Required action: Report every line of the records that includes the word "raise".

-*-

Issue #248, opened 2020-12-27
Fody block building


taooceros:
I have encountered an issue that I cannot build Flow due to Fody's issue. That can be solved by updating PropertyChangeFody to the latest version. Should we do that?
![image](https://user-images.githubusercontent.com/45326534/103167368-8f6b4200-4865-11eb-8cfa-39e388139984.png)

jjw24:
how are you build flow? is it via VS 2019?

we kept fody version at it is now due runtime problems encountered after updating the version. for references:
https://github.com/Flow-Launcher/Flow.Launcher/pull/35
https://github.com/Flow-Launcher/Flow.Launcher/pull/52

taooceros:
I use Rider to build it, since I am on another computer at that time.
That's strange, since Rider build it well with version 3+.
Is it possible for us to remove Fody in our project as the PR said?

jjw24:
Yeah of course if it improves flow. I did try removing it and the query result list stop registering/showing up. So I think it'likely we need replace fody instead

taooceros:
Seems that Fody plays a quite important job in Flow, by adding property change to every property for binding that extends the BaseModel, which is almost every model in the Flow. Removing it means that we need to manually add the property changes event raise for every property extends the class, which is huge......

JohnTheGr8:
worth mentioning that Fody also breaks running `dotnet publish` on the solution, which prevents us from fully building the project on appveyor

taooceros:
Check around google and github, if we want to remove Fody, there are only a few choices.
1. Use PostSharp, which is not open-source, but free for community edition. It should do similar jobs as Fody by injecting code for IL after build.
2. Most of the repository to help people implementing inotifypropertychange easier is simply use a backward SetProperty Method with an abstract class. It is possible to choose one or implement our own, but both require significant works, since we have quite significant amount of property that raise the event to inform wpf to update their value.

JohnTheGr8:
Hmmm... after some testing, it looks like the newest version of `PropertyChanged.Fody` resolves the runtime issues we saw in the past (#52). Updating also fixes the issues with `dotnet publish`, so I am looking into getting the self-contained build/release working with CI.

Leave this to me for now, I'll get back with a PR or more details...

PR #260, opened 2021-01-02
Release 1.7.0 | Plugin 1.4.0

jjw24:
Release Notes
=========

## Features
- Added search using acronyms #185 
- Add and remove files or folders in Explorer's Quick Access via context menu, you can now also launch Quick Access files #315
- Added additional functionalities to Flow's IPlugin interface, this means plugins can all utilise: #230 
  - FuzzySearch to search for user's query against strings and text
  - Http.GetAsync, Http.GetStreamAsync and Http.DownloadAsync to download from the web
  - Plugins can also use add & remove ActionKeyword fuctionalities
- Improve Explorer plugin's handling of long running files and folders search, additionally enhanced result list update speed #301 
- Hide Flow's progress bar when search window is hidden #295 
- Auto re-index Programs plugin when re-index has not run for more than 3 days #312 
- New themes Nord, Nord Darker and BlurBlack Darker #304  
- Improved the logic for how search results are rendered and new results are added to the results list #195 
- Added plugin priority setting, you can now set the priority of each plugin's result manually #276 
- Added ability to manually reload the plugin manifest list, use `reload plugin data` #263 
- Updated to avoid the task allocation during image processing #272 
- Improved search window's icon(magnifying glass) rendering and quality #278 
- Improved plugin's asynchronous operations and introduced new async interfaces #267  
- Create and deploy releases from CI #275 
- Upgraded the library used to load settings #253 
- Added Slovak translation for PluginsManager #283 

## Bug fixes
- Fixed issue where the query `c:\>` does not use directory search #309 
- Fixed missing translation files #259 
- Use wildcard to include images in projects #261 
- Fixed error causing PluginsManager unable to install plugins #257 
- Added additional error handling and error logging when updating/downloading plugins #270 #271 
- Fixed several untranslatable settings text #311 
- Fixed Slovak translation for settings, Url and WebSearch plugins text #316 
- Fixed Http Proxy not initilized at startup and not working in some case. #320 
- Fixed Explorer not opening folder path correctly when path contains a comma #321

PR #275, opened 2021-01-05
Create and deploy releases from CI

JohnTheGr8:
This is the continuation of the work done in #35 back in May.

### Changes

The `post_build.ps1` script has been repurposed to be called from `AppVeyor` to create a self-contained version of the project. Squirrel artifacts are deployed to Github as a draft release, which means the only manual work for a release is to edit the draft release with release notes and press `Publish`.

Note that I have removed `post_build.ps1` as a post-build script of the main project because the script calls `dotnet publish` which has to build the main project again, and that would result in a build loop. I have also bumped `PropertyChanged.Fody` to `3.3.1` (which made this entire PR possible, see #248) and added `SatelliteResourceLanguages` to some plugin projects to reduce the output files.

### Objective

- merging into master will create a draft release that we can sanity-check and add release notes before publishing
- publishing the release will create the tag and cause a new build that will update the release assets on github. We could skip this step, but I think it's better to have release assets that match those built from the release tag.

### Todo

I open this PR as a draft with my own Github API credentials so that you guys can see/test that it works as expected and give your feedback. You can see that `AppVeyor` has produced all the [expected artifacts](https://ci.appveyor.com/project/JohnTheGr8/flow-launcher-wl238/builds/37109001/artifacts) and that they have been deployed to a [Github release on my fork](https://github.com/JohnTheGr8/Flow.Launcher/releases/tag/v1.6.0) (which I manually released).

~~Before we can merge this, @jjw24 I will need [a Github token](https://github.com/settings/tokens) with the `public_repo` scope, [encrypted by AppVeyor](https://ci.appveyor.com/tools/encrypt) to replace my own. I will also need to add the conditional to only deploy to Github from the master branch.~~

### DIFF
--- a/appveyor.yml
+++ b/appveyor.yml
@@ -30,8 +30,6 @@ after_build:
   - ps: .\Scripts\post_build.ps1
 
 artifacts:
-- path: 'Output\Packages\Flow-Launcher-*.zip'
-  name: Zip
 - path: 'Output\Release\Flow.Launcher.Plugin.*.nupkg'
   name: Plugin nupkg
 - path: 'Output\Packages\Flow-Launcher-*.exe'
--- a/appveyor.yml
+++ b/appveyor.yml
@@ -26,6 +26,8 @@ before_build:
 build:
   project: Flow.Launcher.sln
   verbosity: minimal
+after_build:
+  - ps: .\Scripts\post_build.ps1
 
 artifacts:
 - path: 'Output\Packages\Flow-Launcher-*.zip'
--- a/appveyor.yml
+++ b/appveyor.yml
@@ -34,6 +34,12 @@ artifacts:
   name: Zip
 - path: 'Output\Release\Flow.Launcher.Plugin.*.nupkg'
   name: Plugin nupkg
+- path: 'Output\Packages\Flow-Launcher-*.exe'
+  name: Squirrel Installer
+- path: 'Output\Packages\FlowLauncher-*-full.nupkg'
+  name: Squirrel nupkg
+- path: 'Output\Packages\RELEASES'
+  name: Squirrel RELEASES
 
 deploy:
   provider: NuGet
--- a/appveyor.yml
+++ b/appveyor.yml
@@ -42,9 +42,30 @@ artifacts:
   name: Squirrel RELEASES
 
 deploy:
-  provider: NuGet
-  artifact: /.*\.nupkg/
-  api_key:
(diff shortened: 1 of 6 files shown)


taooceros:
A small question toward that, why not use Github Action?

jjw24:
this should be ready for review yeah? @JohnTheGr8 

Do we need to pin artifact published on master branch?

does this also solve plugin nuget release if no changes made?

appveyor.yml
```diff
@@ -26,17 +26,44 @@ before_build:
...
+
+  - provider: GitHub
+    release: v$(flowVersion)
+    auth_token:
+      secure: ij4UeXUYQBDJxn2YRAAhUOjklOGVKDB87Hn5J8tKIzj13yatoI7sLM666QDQFEgv
+    artifact: Squirrel Installer, Squirrel nupkg, Squirrel RELEASES
+    force_update: true
+    on:
+      branch: master
+      APPVEYOR_REPO_TAG: true
```
jjw24, line 69: is this correct? apparently the tag eval is not going to work if you combine it with branch:
image

JohnTheGr8:
> 
> this should be ready for review yeah? @JohnTheGr8

Well, not exactly. I have yet to finalize the deployment conditions, as you have noticed. I wanted to have PRs to master create and update draft releases... but screw that, let's keep it simple.

I'm pushing the last changes in a moment.

> 
> Do we need to pin artifact published on master branch?

Not sure what you mean here, can you elaborate?

> 
> does this also solve plugin nuget release if no changes made?

This was actually a non-issue. You can see that in any of the tag builds in appveyor, publishing to nuget is simply skipped without failing. [Example here](https://ci.appveyor.com/project/JohnTheGr8/flow-launcher/builds/37056791), scroll to the output end.

appveyor.yml
JohnTheGr8: @jjw24 deploy conditions are not finalized, see my other comment

JohnTheGr8:
rebased to resolve merge conflicts, @jjw24 have a look

jjw24:
LGTM 👍 

Can we create a separate issue for this:
I wanted to have PRs to master create and update draft releases

jjw24 (approved):

JohnTheGr8:
> 
> 
> LGTM 👍
> 
> Can we create a separate issue for this:
> 
> > I wanted to have PRs to master create and update draft releases

I tried to do it with appveyor's environment variables with no luck, and I'd rather not waste more time on this... I think just pulling the exe from appveyor artifacts is good enough. So, let's not.

It also makes it possible to update the current stable release when opening a new release PR to master without a version bump (like we had with #260 until recently)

-*-

Answer space:
Seems that Fody plays a quite important job in Flow, by adding property change to every property for binding that extends the BaseModel, which is almost every model in the Flow. Removing it means that we need to manually add the property changes event raise for every property extends the class, which is huge......
2. Most of the repository to help people implementing inotifypropertychange easier is simply use a backward SetProperty Method with an abstract class. It is possible to choose one or implement our own, but both require significant works, since we have quite significant amount of property that raise the event to inform wpf to update their value.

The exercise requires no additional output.